## [WHAT NEEDS TO BE DONE]
Each line of the data should be repeated precisely.

## [EXERCISE MATERIALS]

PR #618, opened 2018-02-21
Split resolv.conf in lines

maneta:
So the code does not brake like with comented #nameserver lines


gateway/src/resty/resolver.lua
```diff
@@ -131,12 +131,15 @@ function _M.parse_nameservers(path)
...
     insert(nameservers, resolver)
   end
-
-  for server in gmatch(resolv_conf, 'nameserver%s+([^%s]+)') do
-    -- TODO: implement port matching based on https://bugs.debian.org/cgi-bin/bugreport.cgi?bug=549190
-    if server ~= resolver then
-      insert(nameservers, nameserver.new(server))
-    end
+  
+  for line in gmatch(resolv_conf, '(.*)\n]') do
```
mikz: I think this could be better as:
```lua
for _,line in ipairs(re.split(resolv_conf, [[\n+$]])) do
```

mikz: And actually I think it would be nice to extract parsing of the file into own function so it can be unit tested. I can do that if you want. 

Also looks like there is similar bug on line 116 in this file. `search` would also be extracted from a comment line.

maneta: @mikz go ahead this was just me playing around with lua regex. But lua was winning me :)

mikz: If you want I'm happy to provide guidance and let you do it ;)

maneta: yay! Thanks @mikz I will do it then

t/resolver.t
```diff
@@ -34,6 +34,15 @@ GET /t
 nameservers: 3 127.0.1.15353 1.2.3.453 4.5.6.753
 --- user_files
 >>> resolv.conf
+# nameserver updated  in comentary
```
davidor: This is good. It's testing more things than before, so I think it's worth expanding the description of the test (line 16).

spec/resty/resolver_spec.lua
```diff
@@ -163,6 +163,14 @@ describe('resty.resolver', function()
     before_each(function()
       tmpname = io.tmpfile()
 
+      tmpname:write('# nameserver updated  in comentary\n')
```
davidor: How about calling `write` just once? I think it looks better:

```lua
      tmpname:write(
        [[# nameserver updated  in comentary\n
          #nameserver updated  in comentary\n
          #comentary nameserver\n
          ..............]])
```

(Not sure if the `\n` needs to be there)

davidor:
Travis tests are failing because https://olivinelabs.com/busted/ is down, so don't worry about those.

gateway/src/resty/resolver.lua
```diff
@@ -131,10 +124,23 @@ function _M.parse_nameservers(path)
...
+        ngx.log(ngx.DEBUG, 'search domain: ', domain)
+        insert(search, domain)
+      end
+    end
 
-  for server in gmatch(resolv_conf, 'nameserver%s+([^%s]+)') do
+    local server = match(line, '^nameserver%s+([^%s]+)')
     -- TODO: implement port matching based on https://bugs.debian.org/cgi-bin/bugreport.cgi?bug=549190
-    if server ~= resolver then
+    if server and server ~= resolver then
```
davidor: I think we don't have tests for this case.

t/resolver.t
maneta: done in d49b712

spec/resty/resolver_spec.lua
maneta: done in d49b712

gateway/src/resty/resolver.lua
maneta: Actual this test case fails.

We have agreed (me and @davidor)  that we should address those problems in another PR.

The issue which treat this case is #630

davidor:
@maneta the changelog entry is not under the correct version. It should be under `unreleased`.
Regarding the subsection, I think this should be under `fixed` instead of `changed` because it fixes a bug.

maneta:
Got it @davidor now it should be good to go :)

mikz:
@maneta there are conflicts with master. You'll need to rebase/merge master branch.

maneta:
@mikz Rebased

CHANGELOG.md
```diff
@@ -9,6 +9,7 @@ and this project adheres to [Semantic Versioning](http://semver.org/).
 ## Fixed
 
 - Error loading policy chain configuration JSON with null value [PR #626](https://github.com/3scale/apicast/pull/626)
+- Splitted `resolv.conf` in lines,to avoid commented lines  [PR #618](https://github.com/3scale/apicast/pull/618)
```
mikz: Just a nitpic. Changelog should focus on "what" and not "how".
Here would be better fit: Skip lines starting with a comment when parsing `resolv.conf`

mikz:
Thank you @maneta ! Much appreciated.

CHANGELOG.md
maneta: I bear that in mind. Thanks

## [EXERCISE SOLUTION]
PR #618, opened 2018-02-21
Split resolv.conf in lines

maneta:
So the code does not brake like with comented #nameserver lines


gateway/src/resty/resolver.lua
```diff
@@ -131,12 +131,15 @@ function _M.parse_nameservers(path)
...
     insert(nameservers, resolver)
   end
-
-  for server in gmatch(resolv_conf, 'nameserver%s+([^%s]+)') do
-    -- TODO: implement port matching based on https://bugs.debian.org/cgi-bin/bugreport.cgi?bug=549190
-    if server ~= resolver then
-      insert(nameservers, nameserver.new(server))
-    end
+  
+  for line in gmatch(resolv_conf, '(.*)\n]') do
```
mikz: I think this could be better as:
```lua
for _,line in ipairs(re.split(resolv_conf, [[\n+$]])) do
```

mikz: And actually I think it would be nice to extract parsing of the file into own function so it can be unit tested. I can do that if you want. 

Also looks like there is similar bug on line 116 in this file. `search` would also be extracted from a comment line.

maneta: @mikz go ahead this was just me playing around with lua regex. But lua was winning me :)

mikz: If you want I'm happy to provide guidance and let you do it ;)

maneta: yay! Thanks @mikz I will do it then

t/resolver.t
```diff
@@ -34,6 +34,15 @@ GET /t
 nameservers: 3 127.0.1.15353 1.2.3.453 4.5.6.753
 --- user_files
 >>> resolv.conf
+# nameserver updated  in comentary
```
davidor: This is good. It's testing more things than before, so I think it's worth expanding the description of the test (line 16).

spec/resty/resolver_spec.lua
```diff
@@ -163,6 +163,14 @@ describe('resty.resolver', function()
     before_each(function()
       tmpname = io.tmpfile()
 
+      tmpname:write('# nameserver updated  in comentary\n')
```
davidor: How about calling `write` just once? I think it looks better:

```lua
      tmpname:write(
        [[# nameserver updated  in comentary\n
          #nameserver updated  in comentary\n
          #comentary nameserver\n
          ..............]])
```

(Not sure if the `\n` needs to be there)

davidor:
Travis tests are failing because https://olivinelabs.com/busted/ is down, so don't worry about those.

gateway/src/resty/resolver.lua
```diff
@@ -131,10 +124,23 @@ function _M.parse_nameservers(path)
...
+        ngx.log(ngx.DEBUG, 'search domain: ', domain)
+        insert(search, domain)
+      end
+    end
 
-  for server in gmatch(resolv_conf, 'nameserver%s+([^%s]+)') do
+    local server = match(line, '^nameserver%s+([^%s]+)')
     -- TODO: implement port matching based on https://bugs.debian.org/cgi-bin/bugreport.cgi?bug=549190
-    if server ~= resolver then
+    if server and server ~= resolver then
```
davidor: I think we don't have tests for this case.

t/resolver.t
maneta: done in d49b712

spec/resty/resolver_spec.lua
maneta: done in d49b712

gateway/src/resty/resolver.lua
maneta: Actual this test case fails.

We have agreed (me and @davidor)  that we should address those problems in another PR.

The issue which treat this case is #630

davidor:
@maneta the changelog entry is not under the correct version. It should be under `unreleased`.
Regarding the subsection, I think this should be under `fixed` instead of `changed` because it fixes a bug.

maneta:
Got it @davidor now it should be good to go :)

mikz:
@maneta there are conflicts with master. You'll need to rebase/merge master branch.

maneta:
@mikz Rebased

CHANGELOG.md
```diff
@@ -9,6 +9,7 @@ and this project adheres to [Semantic Versioning](http://semver.org/).
 ## Fixed
 
 - Error loading policy chain configuration JSON with null value [PR #626](https://github.com/3scale/apicast/pull/626)
+- Splitted `resolv.conf` in lines,to avoid commented lines  [PR #618](https://github.com/3scale/apicast/pull/618)
```
mikz: Just a nitpic. Changelog should focus on "what" and not "how".
Here would be better fit: Skip lines starting with a comment when parsing `resolv.conf`

mikz:
Thank you @maneta ! Much appreciated.

CHANGELOG.md
maneta: I bear that in mind. Thanks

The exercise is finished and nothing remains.